The film also focuses on Dr. Elias Durry, an Ethiopian immunization expert who is in charge of polio eradication in Pakistan. Rocked by the continuing death toll of his vaccinators, Durry devises a strategy to rename the campaign, do all the vaccinations in one area in a single day so there is less time to organize attacks, and seek support from influential politicians to overcome the Taliban's intimidation campaign. And Roberts also highlights Gulnaz Shesazi, whose niece and sister-in-law were both shot by the Taliban as they vaccinated children in Karachi. In memory of them Gulnaz herself becomes a vaccinator, and returns to the same neighborhood where she points out the bullet-holes in a door where her family members were shot.

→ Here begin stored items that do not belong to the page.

PR #151, opened 2023-08-28
SIT-2 Release [dev]

bourque:
This PR marks the release of version `2.0.0`, which corresponds to the completion of SIT-2. This PR is being merged back into `dev` per the nominal [git & GitHub workflow](https://imap-processing.readthedocs.io/en/latest/development/style-guide/git-and-github-workflow.html#git-and-github-workflow) and [release workflow](https://imap-processing.readthedocs.io/en/latest/development/release-workflow.html).

### DIFF
--- a/pyproject.toml
+++ b/pyproject.toml
@@ -4,7 +4,7 @@ build-backend = "poetry.core.masonry.api"
 
 [tool.poetry]
 name = "sds-data-manager"
-version = "0.1.0"
+version = "2.0.0"
 description = "IMAP Science Operations Center AWS data manager"
 authors = ["IMAP SDS Developers <imap.sdc@lists.lasp.colorado.edu>"]
 readme = "README.md"
--- a/sds_in_a_box/sds_in_a_box_stack.py
+++ b/sds_in_a_box/sds_in_a_box_stack.py
@@ -26,7 +26,8 @@ class SdsInABoxStack(Stack):
                                 #bucket_name="DataBucket",
                                 versioned=True,
                                 removal_policy=RemovalPolicy.DESTROY,
-                                auto_delete_objects=True
+                                auto_delete_objects=True,
+                                block_public_access=s3.BlockPublicAccess.BLOCK_ALL
                                 )
 
         # Need to make a secret username/password for OpenSearch


greglucas:
Seeing how we missed commits from the previous time of doing this, how would you feel about instead of going from `v2.0.0 -> dev` (currently done here), we go from `main -> dev` **after** `v2.0.0 -> main`? This would make the release a two-step dependent PR process instead of in parallel. Thoughts?

bourque:
@greglucas I can't say I have a strong opinion here, and I think your proposed method would work just fine, though I think the workflow we are using here is sound. I think the main reason we missed commits this time around was because there were direct commits to `main`, which is something we should be really trying to avoid.

FWIW, I did a quick search of ['GitHub release workflow'](https://www.google.com/search?sca_esv=560734445&q=github+release+workflow&tbm=isch&source=lnms&sa=X&ved=2ahUKEwjw6LGWnYCBAxWvm2oFHUrkC8MQ0pQJegQIDBAB&biw=1920&bih=967&dpr=1) and the vast majority of the diagrams have the release branch being merged into `dev` and `main`, which makes me think that this is an industry standard (I think people refer to this as "git Flow"). Not saying this is a good reason to stick with 'the norm' necessarily, but just wanted to point it out.

greglucas:
Sounds good to me! Lets stick with what you've got here then.

I think part of my confusion here may be this piece of text from the Atlassian doc "Once the release is ready to ship, it will get merged it into main and develop, then the release branch will be deleted." I'm generally used to keeping multiple release branches around, so we'd have branches: `v1.x`, `v2.x`, ... with our releases that we could backport things to if need be. The `main` branch here is really saying we are only going to have one supported release at all times I think? So in my mind I can switch "main" with "v2.x" and those would be analagous in our current situation.

Regardless, I say we're good to go here!

greglucas (approved):

bourque:
@greglucas I agree, I also like to keep release branches around for those reasons you mention. I'm not sure why Atlassian likes to delete theirs 😂

laspsandoval (approved):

The bravery of Gulnaz and the other vaccinators like her - many of them women - and the perseverance of Dr. Durry and his staff may be finally paying off - after a resurgence of polio cases in Pakistan in 2013 and 2014, the figures for the first half of this year are significantly lower than last year. One factor that has helped in Pakistan is the involvement of the United Arab Emirates, a fellow Muslim country, in backing the polio campaign - the UAE has donated $250 million to the vaccination effort since 2011, making it appear less of a US-led campaign. "The UAE believes that collaboration leads to the best results - tonight we are celebrating the power of partnerships," UAE Consul General Abdulla Alsaboosi said after the film.

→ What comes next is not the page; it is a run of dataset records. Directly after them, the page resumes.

PR #179, opened 2023-10-12
S3 Bucket Triggers

laspsandoval:
# Change Summary

## Overview
Simple way to kick-off the Step Functions based on objects created in s3 buckets. 

## New Files
- dependencies.json
   - Each instrument team will populate this document based on their dependencies from other instruments, their own instrument, or spice kernels. 
- get_dependency.py
   - This just provides a list of the dependencies provided in dependencies.json

## Deleted Files
None

## Updated Files
- stackbuilder.py : made a string into a list so that each instrument could have multiple dependencies
- processing_stack.py : added more rules to EventBridge
- l1b_codice.py and l1c_codice.py: can handle multiple buckets now
- instrument_lambdas.py: can handle multiple buckets now

## Testing
1. Deploy the  L1bCodiceProcessing-<sds_id>-dev and L1cCodiceProcessing-<sds_id>-dev stacks.
2. Create s3 buckets based on dependencies listed in dependencies.json (see my bucket for example: [s3://sds-data-ls9-dev])
3. Make certain step functions begin when objects are dropped in appropriate directories.

Note: The step function will fail because there is not Docker image in the ECR repos (unless you put one there). That doesn't really matter. This PR just shows that we have a way to trigger the Step Function. Also, this is not the last of the trigger code. The manual trigger will be in a near-future PR.

### DIFF
--- a/sds_data_manager/constructs/instrument_lambdas.py
+++ b/sds_data_manager/constructs/instrument_lambdas.py
@@ -1,5 +1,5 @@
 """Module containing constructs for instrumenting Lambda functions."""
-
+import json
 from pathlib import Path
 
 from aws_cdk import Duration
@@ -20,7 +20,7 @@ class InstrumentLambda(Construct):
         data_bucket: s3.Bucket,
         code_path: str or Path,
         instrument_target: str,
-        instrument_sources: str,
+        instrument_sources: list,
     ):
         """
         InstrumentLambda Constructor.
@@ -37,7 +37,7 @@ class InstrumentLambda(Construct):
             Path to the Lambda code directory
         instrument_target : str
             Target data product (i.e. expected product)
-        instrument_sources : str
+        instrument_sources : list
             Data product sources (i.e. dependencies)
         """
 
@@ -47,7 +47,7 @@ class InstrumentLambda(Construct):
         # TODO: if we need more variables change so we can pass as input
         lambda_environment = {
             "S3_BUCKET": f"{data_bucket.bucket_name}",
-            "S3_KEY_PATH": instrument_sources,
+            "S3_KEY_PATH": json.dumps(instrument_sources),
             "INSTRUMENT_TARGET": instrument_target,
             "PROCESSING_NAME": processing_step_name,
             "OUTPUT_PATH": f"s3://{data_bucket.bucket_name}/{instrument_target}",
--- a/sds_data_manager/lambda_code/SDSCode/instruments/l1b_codice.py
+++ b/sds_data_manager/lambda_code/SDSCode/instruments/l1b_codice.py
@@ -2,6 +2,7 @@
 """
 import logging
 import os
+import json
 from datetime import datetime
 
 import boto3
@@ -15,7 +16,6 @@ logger = logging.getLogger(__name__)
 
 def lambda_handler(event: dict, context):
     """Handler function"""
-    """Handler function"""
     logger.info(f"Event: {event}")
     logger.info(f"Context: {context}")
 
@@ -24,15 +24,16 @@ def lambda_handler(event: dict, context):
 
     # Get the environment variables
     bucket = os.environ["S3_BUCKET"]
-    prefix = os.environ["S3_KEY_PATH"]
+    prefixes = json.loads(os.environ["S3_KEY_PATH"])
 
     # Retrieves objects in the S3 bucket under the given prefix
-    try:
-        s3 = boto3.client("s3")
-        object_list = s3.list_objects_v2(Bucket=bucket, Prefix=prefix)["Contents"]
-        logger.info(f"Object list: {object_list}")
-    except KeyError:
-        logger.warning("No files present.")
+    for prefix in prefixes:
+        try:
+            s3 = boto3.client("s3")
+            object_list = s3.list_objects_v2(Bucket=bucket, Prefix=prefix)["Contents"]
+            logger.info(f"Object list: {object_list}")
+        except KeyError:
+            logger.warning("No files present.")
 
     # TODO: this state will change based on availability of data
     # TODO: we need to think about what needs to be passed into the container
--- a/sds_data_manager/lambda_code/SDSCode/instruments/l1b_codice.py
+++ b/sds_data_manager/lambda_code/SDSCode/instruments/l1b_codice.py
@@ -1,8 +1,8 @@
 """Lambda runtime code that triggers off of arrival of data into S3 bucket.
 """
+import json
 import logging
 import os
-import json
 from datetime import datetime
 
 import boto3
--- a/sds_data_manager/lambda_code/SDSCode/instruments/l1c_codice.py
+++ b/sds_data_manager/lambda_code/SDSCode/instruments/l1c_codice.py
@@ -1,8 +1,8 @@
 """Lambda runtime code that triggers off of arrival of data into S3 bucket.
 """
+import json
 import logging
 import os
-import json
 from datetime import datetime
 
 import boto3
--- a/sds_data_manager/lambda_code/SDSCode/instruments/l1c_codice.py
+++ b/sds_data_manager/lambda_code/SDSCode/instruments/l1c_codice.py
@@ -2,6 +2,7 @@
 """
 import logging
 import os
+import json
 from datetime import datetime
 
 import boto3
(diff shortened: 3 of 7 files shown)


sds_data_manager/utils/dependencies.json
```diff
@@ -0,0 +1,5 @@
+{
+    "l1a_Codice": ["l0_Codice"],
+    "l1b_Codice": ["l1a_Codice", "l1a_Mag"],
+    "l1c_Codice": ["l1b_Codice", "l2_Ultra", "spice"]
```
maxinelasp, line 4: Is this intended for all dependencies eventually? I'm a little worried this file will get massively out of hand. Also, as an imap specific piece of information, it might not belong in this repository. I'm thinking more and more this should eventually become a database. As for right now for the initial pass, this is totally cool, but I could see it getting out of hand...

sds_data_manager/constructs/instrument_lambdas.py
```diff
@@ -37,7 +37,7 @@ def __init__(
             Path to the Lambda code directory
         instrument_target : str
             Target data product (i.e. expected product)
-        instrument_sources : str
+        instrument_sources : list
```
maxinelasp, line 40: should this type be `list[str]`? also what does this look like, is it a S3 path? Can you add that to the docstring here?

sds_data_manager/lambda_code/SDSCode/instruments/l1b_codice.py
```diff
@@ -24,15 +24,16 @@ def lambda_handler(event: dict, context):
...
-        object_list = s3.list_objects_v2(Bucket=bucket, Prefix=prefix)["Contents"]
-        logger.info(f"Object list: {object_list}")
-    except KeyError:
-        logger.warning("No files present.")
+    for prefix in prefixes:
+        try:
+            s3 = boto3.client("s3")
+            object_list = s3.list_objects_v2(Bucket=bucket, Prefix=prefix)["Contents"]
+            logger.info(f"Object list: {object_list}")
+        except KeyError:
```
maxinelasp, line 35: Can we make the logger description more descriptive? (i.e. "missing the following files: ...") If this is temporary and planned to be removed, then it's fine as-is

sds_data_manager/lambda_code/SDSCode/instruments/l1c_codice.py
```diff
@@ -1,5 +1,6 @@
 """Lambda runtime code that triggers off of arrival of data into S3 bucket.
 """
+import json
 import logging
 import os
```
maxinelasp, line 5: What is the difference between these lambdas? Can they just be the same?

sds_data_manager/stacks/processing_stack.py
```diff
@@ -94,18 +94,19 @@ def __init__(
...
-                detail_type=["Object Created"],
-                detail={
-                    "bucket": {"name": [data_bucket.bucket_name]},
-                    "object": {"key": [{"prefix": f"{instrument_sources}"}]},
-                },
-            ),
-        )
+        # Kicks off Step Function as a result of object ingested into directories in
+        # s3 bucket (instrument_sources).
+        for source in instrument_sources:
```
maxinelasp, line 99: Nice, this looks good to me!

maxinelasp (commented):
Looks like a great first pass, I'm excited to see it! There's definitely a few outstanding questions but those can be answered in the future.

sds_data_manager/lambda_code/SDSCode/instruments/l1b_codice.py
```diff
@@ -24,15 +24,16 @@ def lambda_handler(event: dict, context):
...
     # Retrieves objects in the S3 bucket under the given prefix
-    try:
-        s3 = boto3.client("s3")
-        object_list = s3.list_objects_v2(Bucket=bucket, Prefix=prefix)["Contents"]
-        logger.info(f"Object list: {object_list}")
-    except KeyError:
-        logger.warning("No files present.")
+    for prefix in prefixes:
+        try:
+            s3 = boto3.client("s3")
```
greglucas, line 32:
```suggestion
    s3 = boto3.client("s3")
    for prefix in prefixes:
        try:
```
Move the client up so we only get one client outside the loop and not request a new one each time. I'm not sure if it would also make sense to get the bucket right away outside the loop and then filter on prefixes after that?

sds_data_manager/constructs/instrument_lambdas.py
```diff
@@ -47,7 +47,7 @@ def __init__(
         # TODO: if we need more variables change so we can pass as input
         lambda_environment = {
             "S3_BUCKET": f"{data_bucket.bucket_name}",
-            "S3_KEY_PATH": instrument_sources,
+            "S3_KEY_PATH": json.dumps(instrument_sources),
```
greglucas, line 50: Change the name to `S3_INSTRUMENT_SOURCE_PREFIXES` or something similar since now there could be more than one path. Is it actually prefixes, or do we need explicit individual keys for each source? If it is individual keys you could avoid the list objects and go to something like Object.load(): https://stackoverflow.com/questions/33842944/check-if-a-key-exists-in-a-bucket-in-s3-using-boto3

sds_data_manager/utils/get_dependency.py
```diff
@@ -0,0 +1,25 @@
...
+    ----------
+    key : str
+        Target name
+
+    Returns
+    -------
+    packets : list
+        List of all the dependencies
+    """
+    dependency_path=Path(sys.modules[__name__.split(
```
greglucas, line 20: Avoid sys.modules if possible. `Path(__file__)` should work I think?

sds_data_manager/stacks/processing_stack.py
greglucas: Is this kicking off a new step function each time one of the dependencies gets a new file? Or is it kicking off an event and a single step function would wait for all of the dependencies to trigger their events?

I'm wondering if we'll have a lot of step functions kicked off and most of them just fail until one of them meets the conditions, or is it more like one step function is kicked off the first time and then has some Waits associated with it that check for new data?

laspsandoval: Yes. It is a new step function each time. We had a "WAIT" in the original step function design that I can easily add back in. I agree. I think it is the right thing to do.

sds_data_manager/utils/dependencies.json
laspsandoval: This is for the s3 bucket data triggers only. Calibration checks will happen in the lambas. I see it as being static and not complicated. But if it does get that way then we can look at the information going into a database. Or it could go into the database regardless of how complicated it is if it helps to keep us organized. Good for now at least.

sds_data_manager/lambda_code/SDSCode/instruments/l1b_codice.py
laspsandoval: The lambas may be changed entirely. I'll put a todo in case we want to eventually keep this to have a more descriptive logger.

sds_data_manager/lambda_code/SDSCode/instruments/l1c_codice.py
laspsandoval: They are the same. But eventually each instrument will modify their own lambda. Right now they exist only for the purposes of demonstration.

sds_data_manager/stacks/processing_stack.py
laspsandoval: Ok, thought about this more. Right now we are using event-based triggering for the step functions. The dependencies will be listed in dependencies.json so:

"l1b_Codice": ["l1a_Codice", "l1a_Mag"]

l1b codice processing will kick off anytime new objects are dropped in the l1a_Codice or l1a_Mag buckets. The lambda within the step function will check to see if requirements for processing are met and end (not fail) the step function if not. If we add a "Wait" in the step function there will still be step functions that are triggered since we are using event-based processing.

sds_data_manager/lambda_code/SDSCode/instruments/l1c_codice.py
maxinelasp: What kind of differences will exist in instrument-specific lambdas? Could we have one base lambda that everyone uses and maybe change that for specific instrument changes? I'm not sure what differences there will be across instruments, but I would prefer to try very hard to keep the instrument processing steps the exact same for all instruments.

sds_data_manager/utils/dependencies.json
maxinelasp: Ah yes, I understand. Ok, that is probably alright for now, although I agree with you that we can keep an eye on it and decide if it's overly complicated. It shouldn't affect this PR either way, though.

maxinelasp (approved):
Looks good as a first pass, although there are a few outstanding questions this PR brought up for discussion

laspsandoval:
We have changes that we are working on for Trigger code. Closing this PR and will open another.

Peter Salk, the son of Jonas Salk who discovered the polio vaccine in 1952, said after the screening that with polio, "the problem today is not with medical issues, but with human issues... it's not just immunization, it is humanization." Danielle Perissi, the executive director of the film for Image Nation, had to interview 30 potential directors before she could find someone who could handle the very real dangers of filming in Pakistan. Perissi has been screening the film around the world, including at the United Nations, "because we can persuade governments that the funding is needed... it is shining a light and keeping this as part of the global conversation."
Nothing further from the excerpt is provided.